Володя погибает пусто, никчемно, из-за прихоти вздорной бабёнки. Митина же смерть оправдана высоким трагизмом и цельностью натуры. С оттенком собственно бунинского провинциального эгоцентризма, – спесиво отрицавшего многие общепринятые ценности, движения. И ненавистные уже тогда потуги большевизма.
Став в определённой мере одним из центральных участников литературного процесса, круга, наряду с Андреевым, Куприным (Бунину подражают) – чувствует, что некоторым образом "стесняет" коллег завышенной требовательностью, критической направленностью дум. Непрестанным шлифованием строк, строф, предложений, фраз, также человеческих отношений: "… вечная мука – вечно молчать, не говорить как раз о том, что есть истинное твоё и единственно настоящее". (Однажды, уже на съёмной вилле в Альпах, он раздражённо накричит на Бориса Зайцева: "Тридцать лет вижу у тебя каждый раз запятую перед "и"! Нет, невозможно!" – гневно выбежав из комнаты, грохнув дверью. Словно тот ему враг.)
Десятыми годами, предотъездными годами с родины, заканчивается первая жизнь, отмеченная печатью безысходности и оторванностью, – Путь Выступления. В котором Иван Алексеевич, по его же выражению, находился в замкнутом периметре "чисто личной" корысти. Жил жаждой "захвата", жаждой "брать" – "для себя, для своей семьи, для своего племени, для своего народа".
В эмиграции, в отличие от Куприна абсолютно "неслучайной", обдуманной и целенаправленной, несмотря на усилившиеся ядовитость и беспощадность (сходных "сумасшествию") Георгия Иванова, напрочь "зарезанного цивилизацией", – возникает, рождается вторая ипостась Ивана Бунина. Большой тридцатилетний Путь Возврата.
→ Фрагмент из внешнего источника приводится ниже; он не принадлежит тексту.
PR #4612, opened 2022-02-19
review: refactor: remove useless toString calls

MartinWitt:
This removes not needed toString calls. I'm still unsure about when a `toString()` call is not needed, but these changes seem correct. The detection was done by Qodana and this fixes 4 issues. Calling `toString` in String concatenation adds zero value to the code and should be removed.

### DIFF
--- a/src/main/java/spoon/experimental/SpoonifierVisitor.java
+++ b/src/main/java/spoon/experimental/SpoonifierVisitor.java
@@ -257,12 +257,26 @@ public class SpoonifierVisitor extends CtScanner {
 		@Override
 		public void visitCtLiteral(CtLiteral element) {
 			if (element.getType().isPrimitive()) {
-				result.append(printTabs() + variableName + ".setValue((" + element.getType().getSimpleName() + ") " + element + ");\n");
+				result.append(printTabs())
+							.append(variableName)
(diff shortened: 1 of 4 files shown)


src/main/java/spoon/experimental/SpoonifierVisitor.java
```diff
@@ -225,7 +225,11 @@ public void exit(CtElement element) {
 		if (!roleContainer.peek().isEmpty()) {
 			for (CtRole role: roleContainer.peek().keySet()) {
 				String variableName = roleContainer.peek().get(role);
-				result.append(printTabs() + parentName.peek() + ".setValueByRole(CtRole." + role.name() + ", " + variableName + ");\n");
+				result.append(printTabs())
+						.append(parentName.peek())
+						.append(".setValueByRole(CtRole.")
+						.append(role.name()).append(", ")
+						.append(variableName).append(");\n");
```
slarse, line 232:
```suggestion
						.append(role.name())
						.append(", ")
						.append(variableName)
						.append(");\n");
```

slarse (changes requested):
@MartinWitt Just one piece of inconsistent formatting, otherwise LGTM.

slarse (approved):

Где теряются границы личного и общественного. Кончается жажда брать – "и всё более и более растёт жажда отдавать" взятое у природы, у людей, у России, у мира: "…так сливается сознание, жизнь человека с Единой Жизнью, с Единым Я – начинается его духовное существование".
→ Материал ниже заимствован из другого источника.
PR #4613, opened 2022-02-20
test: fix junit extension and false flags

MartinWitt:
It appears that my IDE fooled me, and failing test cases from a 'Testwatcher' is not permitted (the exception is only logged), but failing test cases from a 'AfterEachCallback' is permitted. It should now work properly. Using a 'Testwatcher' may work depending on your junit-engine version (see https://github.com/junit-team/junit5/issues/1775). I've added four test methods to this PR so that the reviewer can confirm that it now works correctly. Following that, the methods will be removed.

Начинается блестящий духовный путь. Вознёсший русского национального Марселя Пруста – провинциального "графомана" Бунина – на недосягаемую вневременную планку судеб. Высоту всемирного культурного наследия и всемерной человеческой, гуманистической памяти. Навечно победившей забвение, смерть и обиды.
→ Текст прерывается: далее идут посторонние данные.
PR #4614, opened 2022-02-20
chore: check reproducible builds in CI

MartinWitt:


MartinWitt:
There was an issue a time ago, and it was never implemented, see https://github.com/INRIA/spoon/issues/4151. I found the maven plugin and thought this is easy. Turns out the plugin is near to unusable and is missing basic features.

algomaster99:
Do we need to use a maven plugin for this? It seems that we only need to check if the contents of the artefacts created are equal. How about if we use `cmp` for that?

MartinWitt:
> How about if we use cmp for that?

As I see the state of the plugin, this is a way better way. Sadly, my Unix/shell command knowledge is limited. You are welcome to create a PR checking the content of 2 artefacts in a CI step.

algomaster99:
Sure. I can try having a look at this later this evening or tomorrow perhaps.

algomaster99:
I ran the following command, however it exits with `1`. There are some changes in the file, but I am not sure if they are relevant.
```bash
cmp build/spoon-core-10.0.1-SNAPSHOT-jar-with-dependencies.jar target/spoon-core-10.0.1-SNAPSHOT-jar-with-dependencies.jar
>>> differ: byte 11, line 2
```

I-Al-Istannen:
> @MartinWitt I have got it to work with `cmp`. I just needed to upgrade the `maven-assembly-plugin` to `3.2.0` and change its goal from `attached` to `single` and it worked. Maybe you can try doing that in this PR. If that does not work, we can resort to using `cmp`.

@algomaster99 That's an interesting question. My PR bumped the jar plugin and made the jar the `maven-jar-plugin` creates reproducible. This jar contains the artifacts for spoon itself.
Your suggestions does the same thing for the assembled artifact *with dependencies*. This jar is not distributed by maven (I hope?) but is one the end user can link against themselves.

Which JAR(s) do we want to verify?

algomaster99:
> My PR bumped the jar plugin and made the jar the maven-jar-plugin

Ah, okay. Then the jar without dependencies would be the same at the bytecode level not the assembled one.

> Which JAR(s) do we want to verify?

I chose the jar with dependencies because you can execute it as-is. Meanwhile, `spoon.jar` can also be executed but you need to explicitly provide its dependencies in the classpath. 

> This jar is not distributed by maven (I hope?) 

It is distributed. See https://repo1.maven.org/maven2/fr/inria/gforge/spoon/spoon-core/10.0.1-beta-9/. Is that not correct practice?

I-Al-Istannen:
> I chose the jar with dependencies because you can execute it as-is. Meanwhile, spoon.jar can also be executed but you need to explicitly provide its dependencies in the classpath.

Yea, we need all artifacts from maven central anyways. I opened a PR bumping the assembly plugin (linked in the github history in this PR).

> It is distributed. See [repo1.maven.org/maven2/fr/inria/gforge/spoon/spoon-core/10.0.1-beta-9](https://repo1.maven.org/maven2/fr/inria/gforge/spoon/spoon-core/10.0.1-beta-9/). Is that not correct practice?

It's the first time I saw that. Maven does dependency resolution for you and it allows you to override which versions are used or exclude certain transitive dependencies. I suppose it does no harm to additionally distribute the standalone jar for people not using it though.

algomaster99:
> Maven does dependency resolution for you

Yes, that makes sense. But if someone just wants to take Spoon for a spin they can always do so:
```
java -jar spoon-jar-with-dependencies.jar Main
```
where Main is a class that is dependent upon Spoon.

PR #4676, opened 2022-04-10
wip: refactor: use JDK nullOutputStream

SirYwell:
Construction a `NullOutputStream` is already deprecated, and we can use a JDK method here.

Note that the implementations are slighly different, the output stream provided by the JDK does not allow to write to it after it was closed. This shouldn't be an issue though, as this is the expected behavior for other output stream implementations anyways.


slarse (approved):
Thanks @SirYwell, will merge.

Здесь грустно. Ждём мы сумрачной поры,
Когда в степи седой туман ночует,
Когда во мгле рассвет едва белеет,
И лишь бугры чернеют сквозь туман.
Но я люблю, кочующие птицы,
Родные степи. Бедные селенья –
Моя отчизна; я вернулся к ней,
Усталый от скитаний одиноких,
И понял красоту в её печали
И счастие – в печальной красоте.



*

"Из нас, как из древа – и дубина, и икона".